Where Townshend came up with the lyrics for “A Legal Matter” is anyone’s guess (probably from observing Roger Daltrey’s divorce at the time), but it’s a humorous approach to a man walking out of an unhappy marriage, and one incorporating a terrific lead vocal by Townshend. The American rhythm-and-blues Daltrey loved shows up in a wonderful triptych of songs—“Out in the Street,” “I Don’t Mind,” and “Please, Please, Please”—that display the nascent blues shouting Daltrey would deploy fully in Tommy and the cocksure stage mania of Live at Leeds. Although Daltrey’s status as vocalist of the Who sprang fully formed from its inception, Townshend grew in his ability to write songs matching his singer’s vocal mastery.
Motown meets Cliff Richards in “La-La-La-Lies,” which features Keith Moon swinging with a Gene Krupa vibe and Entwistle’s bass underpinning the proceedings in a manner that would’ve made James Jamerson proud. It being 1965 and all, it only makes sense that Daltrey does an admirable Bob Dylan impression on “Much Too Much,” which owes as much to the Turtles’ fantastic cover of Dylan’s “It Ain’t Me, Babe” as to anything actually recorded by Mr. Zimmerman.

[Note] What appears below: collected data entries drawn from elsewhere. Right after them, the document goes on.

PR #27, opened 2018-12-08
Support artifact exporting

mrc0mmand:
This PR introduces artifact exporting in the CentOS CI infrastructure. 

The shenanigans with the environment and rsync password files are necessary to make the directory structure on the [artifact server](http://artifacts.ci.centos.org/systemd/) at least a little bit pretty, and to not expose sensitive information (like rsync password). Nevertheless, the directory structure is still far from pretty, at least in my opinion (`systemd/<branch|commit|pr>/<log-folder>/<log-file>.log>`) but let's see how it's going to work out.

### DIFF
--- a/agent-control.py
+++ b/agent-control.py
@@ -2,7 +2,7 @@
 
 # GPLv2 etc.
 
-import os, json, urllib, subprocess, sys, argparse, fcntl, time
+import os, json, urllib, subprocess, sys, argparse, fcntl, time, tempfile
 
 github_base = "https://github.com/systemd/"
 git_name = "systemd-centos-ci"
@@ -87,6 +87,12 @@ def reboot_host(host):
 
     reboot_count += 1
 
+def fetch_artifacts(host, remote_dir, local_dir):
+    exec_cmd(["/usr/bin/scp", "-r",
+            "-o UserKnownHostsFile=/dev/null",
+            "-o StrictHostKeyChecking=no",
+            "root@%s:%s" % (host, remote_dir), local_dir])
+
 def main():
     global debug
     global reboot_count
@@ -162,6 +168,9 @@ def main():
         else:
             branch = ''
 
+        # Create a temporary directory for artifacts
+        artifact_dir = tempfile.mkdtemp(prefix="artifacts_", dir=".")
+
         cmd = "yum install -y git && git clone %s%s.git" % (github_base, git_name)
         remote_exec(host, cmd)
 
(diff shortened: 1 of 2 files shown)


evverx:
@mrc0mmand basically I have no idea what you're doing here :-) so if you think it's ready to roll than there's no need to wait for me here. Just press the merge button.

I'm having trouble finding a link I can click to download the artifacts at https://ci.centos.org/job/systemd-ci-build/6/. I'm wondering if I'm missing something obvious.

mrc0mmand:
> I'm having trouble finding a link I can click to download the artifacts at https://ci.centos.org/job/systemd-ci-build/10/. I'm wondering if I'm missing something obvious.

Good point, the link is indeed missing there (right now it's visible only in the build console log), will look into that. The CentOS CI Jenkins is missing the Description Setter plugin, but from what I've found so far it can be easily done using a groovy script.

mrc0mmand:
I agree, journal dump would be definitely handy - added it to the exit handler. As for the job description - even a simple groovy script requires an authorization from the Jenkins admin. I'll open a ticket for the Jenkins [Description Setter plugin](https://wiki.jenkins.io/display/JENKINS/Description+Setter+Plugin) which should make things somewhat easier.

evverx:
If I recall correctly Fedora CI failed from time to time because there wasn't enough space for placing packages it built, which brings me to my last question. Is there any kind of rotation mechanism in place that would prevent CentOS CI from failing due to inability to upload artifacts to the servers where those artifacts are supposed to be stored?

mrc0mmand:
That's actually a good question, yet I don't know the answer. However, I started toying with an idea of using the Jenkins' internal artifact system instead of the external artifact storage. Will explore it a bit further if it's worth implementing, as it could (theoretically) save us some trouble regarding the artifact rotation.

mrc0mmand:
Sorry it took so long, I just couldn't find the right solution which both worked and was somehow acceptable (at least for me).

I ditched the rsync part completely, as it was unnecessarily complicated and introduced yet another point of possible failure. The artifact machinery provided by Jenkins is just enough for our needs, the only challenge is collecting of all required artifacts from the remote SUT. This is, of course, just a basic concept, I'm pretty sure there's plenty of other artifacts which should be exported to further help in future debugging.

Example build: https://ci.centos.org/job/systemd-ci-build/24/

#### Jekinks configuration (relevant for changes in this PR) for future reference:
By default the workspace is shared between build, but that causes mess during artifact exporting. This change crates a separate workspace for each build
- ZQM Event Publisher
    - Use custom workspace
      - Directory: `systemd-ci-build-$BUILD_NUMBER`

* Build Environment
    * Delete workspace before build starts

- Post-build Actions
    - Archive the artifacts
        - Files to archive: `artifacts_*/`
    - Delete workspace when build is done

“It’s Not True” would’ve fit nicely on an early Mary Wells or Supremes record, and album closer “Instant Party” features a nice guitar chord progression that is recognizable from any left-of-the-dial band from the 1980s, a French horn lead that lends an otherworldliness to the song, eerie singing from Daltrey, and Mod guitar thrashing throughout.

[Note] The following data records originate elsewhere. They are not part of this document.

PR #35, opened 2018-12-23
Add a copr repo mirror

mrc0mmand:
In light of recent copr outages, let's add a backup repo mirror,
so we can mitigate the outage impact as much as possible

(Technical background: simple reposync executed every hour)

### DIFF
--- a/agent/bootstrap.sh
+++ b/agent/bootstrap.sh
@@ -19,6 +19,7 @@ set -e
 set -o pipefail
 
 COPR_REPO="https://copr.fedorainfracloud.org/coprs/mrc0mmand/systemd-centos-ci/repo/epel-7/mrc0mmand-systemd-centos-ci-epel-7.repo"
+COPR_REPO_PATH="/etc/yum.repos.d/${COPR_REPO##*/}"
 
 # Enable necessary repositories and install required packages
 #   - enable custom Copr repo with newer versions of certain packages (necessary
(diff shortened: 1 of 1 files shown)


mrc0mmand:
Just highlighting the most important lines of this patch:

```patch
+# Note: if a URL starts on a new line, it MUST begin with leading spaces,
+#       otherwise it will be ignored
+sed -i '/baseurl=/a\    https://rpm.sumsal.cz/mrc0mmand-systemd-centos-ci/' "$COPR_REPO_PATH"
+sed -i '/gpgkey=/a\    https://rpm.sumsal.cz/mrc0mmand-systemd-centos-ci/pubkey.gpg' "$COPR_REPO_PATH"
```

~~Not that it took me a while to find it out...~~

Anyway, after breaking the official copr URL (even with the GPG URL as well), yum seamlessly went on using the *mirror*, so it looks good to me.

cc @evverx

mrc0mmand:
Hm, thinking about this a little bit more, we could, in theory, *abuse* the CentOS CI infrastructure for the copr mirror. Either using the Jenkins' workspace, where the Jenkins would figure as both the storage and the job control, or using the CentOS CI artifact storage.

I'll make a PoC for the first variant, as I like the idea to have the dependencies in the same infrastructure as the CI itself.

mrc0mmand:
Well, I'd say technically it's possible (even though the Jetty directory listing is a little bit weird), however the CI slave is missing the `createrepo` package, which is necessary to generate repodata.

For now, I'd merge this PR, so we have at least some backup, and would get back to it once the `createrepo` *issue* is resolved.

It’s a masterful ending for a masterful recording, an album that sounds as fresh and original as it did the first time I listened to it all the way through, in high school (nearly a decade after its 1965 release). A half-century later, you have to give it up for a group coming right out of the chute with one of the greatest, most influential, and, yes, most cathartic albums of the rock era.